THE DATA:
● ● ●
PR #3664, opened 2022-06-22
(ignore)

### LINKED ISSUE #3659: Invalid Intel-host ARM64-target cross-compilation flag -m128bit-long-double
We (Numpy / Scipy) are compiling OpenBLAS binaries over at https://github.com/MacPython/openblas-libs .  Our arm64 builds are failing in Github Actions - e.g. https://github.com/MacPython/openblas-libs/runs/6832414065?step:7:1321

The error is:

```
arm64-apple-darwin20.0.0-gfortran: error: unrecognized command-line option ‘-m128bit-long-double’
```

I think this is a problem in OpenBLAS cross-compilation support.  The `-m128bit-long-double`  flag arises either around https://github.com/xianyi/OpenBLAS/blob/develop/Makefile.system#L536 or around https://github.com/xianyi/OpenBLAS/blob/develop/cmake/arch.cmake#L18

I believe the problem is that the `NO_EXPRECISION` Makefile variable is set to 0 (yes, there is extended precision) when compiling on an Intel *host*, but it should be set only when compiling for an Intel *target*.  

Is that analysis right? 

Should `NO_EXPRECISION` be set to 0 for `arm64` targets?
● ● ●
GOAL OF THE EXERCISE: Please output the line that contains "I believe the" and every line after it in the entries above, exactly, and nothing more.

ANSWER SPACE:
I believe the problem is that the `NO_EXPRECISION` Makefile variable is set to 0 (yes, there is extended precision) when compiling on an Intel *host*, but it should be set only when compiling for an Intel *target*.  

Is that analysis right? 

Should `NO_EXPRECISION` be set to 0 for `arm64` targets?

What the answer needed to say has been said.